◆ Supplied entries ◆
PR #498, opened 2022-12-15
fix: inject client in asyncLogout

acezard:
This fixes a regression. A previous commit removed the client injection
into the logout intent, so the functionality was disabled.
We correct that mistake by adding the client in asyncLogout call

### DIFF
--- a/src/libs/intents/localMethods.ts
+++ b/src/libs/intents/localMethods.ts
@@ -34,12 +34,6 @@ export const asyncLogout = async (client?: CozyClient): Promise<null> => {
   return Promise.resolve(null)
 }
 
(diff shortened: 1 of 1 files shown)


src/libs/intents/localMethods.ts
```diff
@@ -34,12 +34,6 @@ export const asyncLogout = async (client?: CozyClient): Promise<null> => {
   return Promise.resolve(null)
 }
 
-// Since logout is used from localMethods
-// it can't be async for now.
```
acezard, line 38: Well that's definitely a wrong statement now, this function has no use anymore

Ldoppea (approved):

PR #499, opened 2022-12-15
docs: Add port and url to use when working on Android with locally ho…

zatteo:
…sted webviews

When blindly following these steps, I forgot to add a custom port like 8080. So app could not connect to the stack. I also did not write explicitly http which can lead to connection issues.


Crash-- (approved):
<3

PR #501, opened 2022-12-16
fix: Force LockScreen to be on top of the UI

Ldoppea:
On iOS when the users opens a file (PDF, Image, etc), then a QuickLook
controller is displayed on top of the app with the file content

This conflicts with the Lock feature that should show the Lock UI on
top of everything

With current implementation, the QuickLook controller would still be
displayed on top of the Lock screen (this happens if the users send the
apps into the background while viewing a file)

By wrapping the Lock screen into a `FullWindowOverlay` we ensure that
it will be displayed on top of every other elements

### DIFF
--- a/ios/Podfile.lock
+++ b/ios/Podfile.lock
@@ -398,8 +398,9 @@ PODS:
     - React
   - RNKeychain (8.0.0):
     - React-Core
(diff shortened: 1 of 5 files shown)


Crash-- (approved):
Nice 🎉

PR #510, opened 2022-12-19
Fix/alan connector cookies

KillianCourvoisier:
Fixing Alan connector. Using cookieManager from the RNLauncher to be able to retrieve the token hidden in the httpOnly cookies to make the requests on Alan's API.

#### Checklist

* [ ] Tested on iOS
* [ ] Tested on Android

### DIFF
--- a/connectors/alan/src/index.js
+++ b/connectors/alan/src/index.js
@@ -180,7 +180,7 @@ class TemplateContentScript extends ContentScript {
         userCredentials
       })
     }
-    if(document.location.href.includes(`${HOMEPAGE_URL}`) && document.querySelector('a[href="#"]') || document.querySelector('div[class="murray__NavListItem"]')){
+    if(document.location.href.includes(`${HOMEPAGE_URL}`) && document.querySelector('a[href="#"]') || document.querySelector('div[class="ListItem ListItem__Clickable ListCareEventItem"]')){
       this.log('Auth Check succeeded')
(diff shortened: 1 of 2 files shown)


connectors/alan/src/index.js
```diff
@@ -119,6 +117,7 @@ class TemplateContentScript extends ContentScript {
     await this.waitForElementInWorker('a[href="/login"]')
     await this.clickAndWait('a[href="/login"]', 'a' )
     await this.waitForElementInWorker('a')
+    // await this.waitForElementInWorker('[pause]')
```
Crash--, line 125: to remove?

connectors/alan/src/index.js
```diff
@@ -165,7 +164,7 @@ class TemplateContentScript extends ContentScript {
         userCredentials
       })
     }
-    if(document.location.href.includes(`${HOMEPAGE_URL}`) && document.querySelector('a[href="#"]') || document.querySelector('div[class="murray__NavListItem"]')){
+    if(document.location.href.includes(`${HOMEPAGE_URL}`) && document.querySelector('a[href="#"]') || document.querySelector('div[class="ListItem ListItem__Clickable ListCareEventItem"]')){
```
Crash--: So, this is not only "use cookie manager to retrieve token". You also changed a selector. Maybe a dedicated commit?

PR #511, opened 2022-12-19
fix: downgrade commons-io in gzip lib to support Android 7+

acezard:
Sentry reported a bug caused by `react-native-gzip`,
created by `commons-io@2.6`.

We decide to patch the library with `patch-package`
to use a commons-io version
compatible with Android 7+

The application was tested on AVD with v7.1 and was not able to reproduce the error

### DIFF
--- a/patches/@fengweichong+react-native-gzip+2.0.0.patch
+++ b/patches/@fengweichong+react-native-gzip+2.0.0.patch
@@ -1,0 +1,13 @@
+diff --git a/node_modules/@fengweichong/react-native-gzip/android/build.gradle b/node_modules/@fengweichong/react-native-gzip/android/build.gradle
+index c2e330f..f28740e 100644
+--- a/node_modules/@fengweichong/react-native-gzip/android/build.gradle
++++ b/node_modules/@fengweichong/react-native-gzip/android/build.gradle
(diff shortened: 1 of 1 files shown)


Ldoppea:
Did you try to run this on lower Android versions like Android 5? As this is our minimum supported version it would be great to check this.

acezard:
> Did you try to run this on lower Android versions like Android 5? As this is our minimum supported version it would be great to check this.

I only tried on 7.1
But I'm not sure I did the correct scenario to reproduce the bug, do you know how to exactly reproduce it so I can be 100% sure?

Ldoppea:
> do you know how to exactly reproduce it so I can be 100% sure?

You have to start the app and wait 10s for the cozy-app's bundle download to be done. If you get this without error in the console, it should be OK

image


The gzip extraction is done in `cozyAppBundle.extractCozyAppArchive`

Ldoppea:
You can also change `BUNDLE_UPDATE_DELAY_IN_MS` so you won't have to wait 10s

acezard:
> You can also change `BUNDLE_UPDATE_DELAY_IN_MS` so you won't have to wait 10s

Ok so I tested correctly without knowing! Will try v5

PR #516, opened 2022-12-23
feat: Add redux store for handling current running connector and logs

Ldoppea:
We want to keep track of the current running connector so we can
prevent multiple connectors to run at the same time. Also we want to
persist this info so we can mark the connector as failed after a
restart if the app crashed during its execution

We also want to persist connectors logs so we can still send them to the
cozy-stack if the app crashes before being able to send them

This commits add the foundation for managing connectors through redux

The complete logic is not implemented as we only implement the store
container with all the redux logic

___

Usage:

```jsx
import { useConnectorState } from 'src/providers/ConnectorState/ConnectorStateProvider'

// in component's logic
const { addLog, currentRunningConnector, setCurrentRunningConnector } = useConnectorState()

const doSomething = () => {
  setCurrentRunningConnector('some_slug')
  addLog('some logs')
}
```

___

TODO:

- [x] Check how to clear the store on logout (⚠️ connector logs must be sent to stack before clearing the store)
- [x] Verify if the currentRunningConnector should be persisted or not


acezard:
Are we sure we want to use Redux here? It's very verbose, maybe we can look at lighter alternatives?

Ldoppea:
> Are we sure we want to use Redux here? It's very verbose, maybe we can look at lighter alternatives?

What alternative do you have in mind?

Here we chose react-redux because we want a state management that automatically persist its data, and because it is already used by cozy-client (so we keep the same stack).

Crash--:
@Ldoppea We should talk about this. If you need slice within redux, you should combine the one from cozy-client and the one you want to add and then make a `setStore` call to cozy-client. https://github.com/cozy/cozy-banks/blob/e1a2b5435f4be2d55a744190aafc243005c857f1/src/main.jsx#L118 for instance (to be able to do that, when you initiliaze cozy-client, you should set store to false (https://github.com/cozy/cozy-banks/blob/e1a2b5435f4be2d55a744190aafc243005c857f1/src/ducks/client/web.js#L41) 

You should also be aware, that we have a new API from CozyClient to persist queries. See https://github.com/cozy/cozy-notes/pull/327 for how to handle it. (I know this is not what you need for now, but maybe it can provide you some guidance / vision)

Ldoppea:
Latest decision:
- We won't merge the store with the cozy-client one for now. But we expect to do it in a later PR

This PR is ready for review

> **Warning**
> Do not review the logic inside of `sendConnectorsLogs()` and `useConnectors > doAddLog()`, those are demo codes and are expected to be replaced in #534

src/redux/store.ts
```diff
@@ -0,0 +1,42 @@
...
+})
+
+const persistedReducer = persistReducer(persistConfig, rootReducter)
+
+export const store = configureStore({
+  reducer: persistedReducer,
+  middleware: getDefaultMiddleware =>
+    getDefaultMiddleware({
+      serializableCheck: {
+        ignoredActions: [FLUSH, REHYDRATE, PAUSE, PERSIST, PURGE, REGISTER]
```
Crash--, line 33: I still don't understand this need. Is it because of TS?

Crash-- (approved):

src/redux/store.ts
Crash--: OK next time I'll read the commit message https://github.com/cozy/cozy-flagship-app/pull/516/commits/d11100b0df56e6108d920ab7d49ec39741514ee2 

So now my question is: why do we use redux-tookit?

Ldoppea: Woups I missed this notification.

I used it because it is the official recommendation: https://redux.js.org/introduction/getting-started

Issue #449, opened 2015-09-16
custom OperationsProcessor not set in config initializer


MetricMike:
![image](https://cloud.githubusercontent.com/assets/311365/9914102/3902b4c6-5c7e-11e5-999b-07c19cdd18b3.png)

![image](https://cloud.githubusercontent.com/assets/311365/9914525/5106d5c8-5c80-11e5-8506-5c05872f7585.png)

Calling `operations_processor=` before `create_operations_processor` in a controller fixes the symptom, but the initializer should be doing that, right?

MetricMike:
The issue I was having was due to load order. Initializers are run before the app/ directory is loaded, so custom classes need to be required into `config/jsonapi_resources.rb` in order for the README documentation to work.

I don't think a change to the README is necessary, but I'll pull request if someone thinks it would be helpful.

lgebhardt:
Thanks for the explanation. It might be good to add a note to the README. I can see this biting others.

jakubrohleder:
I had same problem today, adding this to the documentation would be a good idea!

PR #475, opened 2015-10-05
Adds requires to custom class examples in README

MetricMike:
Addresses confusion about initializers and load order in #449


lgebhardt:
Thanks!

Issue #301, opened 2015-07-09
Cursor Pagination missing?


andresberrios:
Hi! I'm sorry if this is a silly question but I can't seem to find the Cursor Paginator, even though it's mentioned in the Readme. I really want to use it if it's there somewhere, before spending time rolling up my own.
If there's no cursor paginator, I've been thinking of using https://github.com/Kukunin/cursor_pagination (although it seems a bit old) to integrate it as a resource paginator.
What do you think?

lgebhardt:
You are correct that cursor pagination isn't implmented yet. Some work was done, but it didn't work correctly so I pulled it and haven't gone back to it. It should have been removed from the readme (until the feature is finished). Sorry for the confusion.

andresberrios:
Ok @lgebhardt , thanks for the answer!
By the way, do you know of any good, reliable gem that implements cursor pagination?

lgebhardt:
@andresberrios Sorry, I don't know of a good gem at this point.

xdmx:
@andresberrios if you find a way / work out a way to have cursor pagination with jsonapi-resources it'd be great to have it as a pull request / included in the gem itself along with the other 2 existing ways (paged & offset) :smiley:

andresberrios:
@xdmx sorry, I was going to integrate another gem as a custom paginator, but now I've struggled for several days trying to have custom actions and overriding default behaviour in JR and I've found no remotely simple way, so I'm going to have to go back to normal rails for now. I really want to see how JR evolves, but for now I have to move on.
Still, thanks for the awesome work.

PR #477, opened 2015-10-05
Remove reference to cursor paginator

thomassnielsen:
Removes reference to the non-existing cursor paginator.

See #301


dgeb:
Good call - that should minimize confusion. Thanks @thomassnielsen :+1:

PR #478, opened 2015-10-05
Add example for 'ensure_correct_media_type' in 'Controllers' section

tiagopog:
In my real world application, I needed to make sure that clients were requesting content with the correct media type "application/vnd.api+json", for some custom actions other than create, update, create_relationship and update_relationship. Then I figured out that the way to do so was by setting "before_action" with the callback "ActsAsResourceController#ensure_correct_media_type". Currently there's a lack of documentation for this use case, so I thought that would be great moment to do it.

Hope it helps. Cheers!


lgebhardt:
Thanks!

PR #483, opened 2015-10-08
Fix get_related_resources when record_for_related_resources has join

### LINKED ISSUE #482: Related resource that joins other association breaks
So I have the following models setup

```
class Article < ActiveRecord::Base
  has_and_belongs_to_many :internal_categories
end

class InternalCategory < ActiveRecord::Base
  has_and_belongs_to_many :articles
  has_one                 :internal_category_stat
end

class InternalCategoryStat < ActiveRecord::Base
  belongs_to :internal_category
end
```

and this resource:

```
class Api::V1::ArticleResource < JSONAPI::Resource
  has_many  :categories,   relation_name: 'internal_categories'

  attributes :title, :summary, :content, :published_at

  def records_for_categories(options = {})
    @model.internal_categories
      .joins(:internal_category_stat)
      .select('internal_categories.*, internal_category_stats.total_used')
  end
end
```

The reason I select additional fields from the stat model is to be provide sort by them. However, even this call breaks `/api/v1/articles/2/categories`.

```
PG::UndefinedFunction: ERROR:  function count(internal_categories, integer) does not exist
LINE 1: SELECT COUNT(internal_categories.*, internal_category_stats....
               ^
HINT:  No function matches the given name and argument types. You might need to add explicit type casts.
: SELECT COUNT(internal_categories.*, internal_category_stats.total_used) FROM "internal_categories" INNER JOIN "internal_category_stats" ON "internal_category_stats"."internal_category_id" = "internal_categories"."id" INNER JOIN "articles_internal_categories" ON "internal_categories"."id" = "articles_internal_categories"."internal_category_id" WHERE "articles_internal_categories"."article_id" = $1
Internal Server Error: PG::UndefinedFunction: ERROR:  function count(internal_categories, integer) does not exist
LINE 1: SELECT COUNT(internal_categories.*, internal_category_stats....
               ^
HINT:  No function matches the given name and argument types. You might need to add explicit type casts.
: SELECT COUNT(internal_categories.*, internal_category_stats.total_used) FROM "internal_categories" INNER JOIN "internal_category_stats" ON "internal_category_stats"."internal_category_id" = "internal_categories"."id" INNER JOIN "articles_internal_categories" ON "internal_categories"."id" = "articles_internal_categories"."internal_category_id" WHERE "articles_internal_categories"."article_id" = $1 /usr/local/opt/rbenv/versions/2.2.2/lib/ruby/gems/2.2.0/gems/activerecord-4.2.4/lib/active_record/connection_adapters/postgresql_adapter.rb:641:in `prepare'
```

 I think the problem lies in [`JSONAPI::ShowRelatedResourcesOperation#record_count`](https://github.com/cerebris/jsonapi-resources/blob/d0c68d605993e133ea4f96393cbbf7dfdd3a7aea/lib/jsonapi/operation.rb#L153) due to Rails [issue #15138](https://github.com/rails/rails/issues/15138). What do you think of passing `:all` to the `#count` method?

apraditya:
`#get_related_resources` breaks when the resource has `#records_for_` that joins to other association and selects some columns.

This PR will fix #482.

### DIFF
--- a/lib/jsonapi/operation.rb
+++ b/lib/jsonapi/operation.rb
@@ -150,7 +150,7 @@ module JSONAPI
     end
 
     def record_count
-      @_record_count ||= records.count
+      @_record_count ||= records.count(:all)
     end
 
     def source_resource
--- a/test/controllers/controller_test.rb
+++ b/test/controllers/controller_test.rb
@@ -2989,6 +2989,18 @@ class Api::V1::MoonsControllerTest < ActionController::TestCase
                                 }
 
    end
+
+   def test_get_related_resources_with_select_some_db_columns
+     PlanetResource.paginator :paged
+     original_config = JSONAPI.configuration.dup
+     JSONAPI.configuration.top_level_meta_include_record_count = true
+     JSONAPI.configuration.json_key_format = :dasherized_key
+     get :get_related_resources, {planet_id: '1', relationship: 'moons', source: 'api/v1/planets'}
+     assert_response :success
+     assert_equal 1, json_response['meta']['record-count']
+   ensure
+     JSONAPI.configuration = original_config
+   end
 end
 
 class Api::V1::CratersControllerTest < ActionController::TestCase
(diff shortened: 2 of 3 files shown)


lgebhardt:
Thanks!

◆ What the exercise asks ◆
Write the lines again exactly, from the first line of the material above to the line that includes "This conflicts with", both included. Leave out all the rest.

◆ Answer box ◆
PR #498, opened 2022-12-15
fix: inject client in asyncLogout

acezard:
This fixes a regression. A previous commit removed the client injection
into the logout intent, so the functionality was disabled.
We correct that mistake by adding the client in asyncLogout call

### DIFF
--- a/src/libs/intents/localMethods.ts
+++ b/src/libs/intents/localMethods.ts
@@ -34,12 +34,6 @@ export const asyncLogout = async (client?: CozyClient): Promise<null> => {
   return Promise.resolve(null)
 }
 
(diff shortened: 1 of 1 files shown)


src/libs/intents/localMethods.ts
```diff
@@ -34,12 +34,6 @@ export const asyncLogout = async (client?: CozyClient): Promise<null> => {
   return Promise.resolve(null)
 }
 
-// Since logout is used from localMethods
-// it can't be async for now.
```
acezard, line 38: Well that's definitely a wrong statement now, this function has no use anymore

Ldoppea (approved):

PR #499, opened 2022-12-15
docs: Add port and url to use when working on Android with locally ho…

zatteo:
…sted webviews

When blindly following these steps, I forgot to add a custom port like 8080. So app could not connect to the stack. I also did not write explicitly http which can lead to connection issues.


Crash-- (approved):
<3

PR #501, opened 2022-12-16
fix: Force LockScreen to be on top of the UI

Ldoppea:
On iOS when the users opens a file (PDF, Image, etc), then a QuickLook
controller is displayed on top of the app with the file content

This conflicts with the Lock feature that should show the Lock UI on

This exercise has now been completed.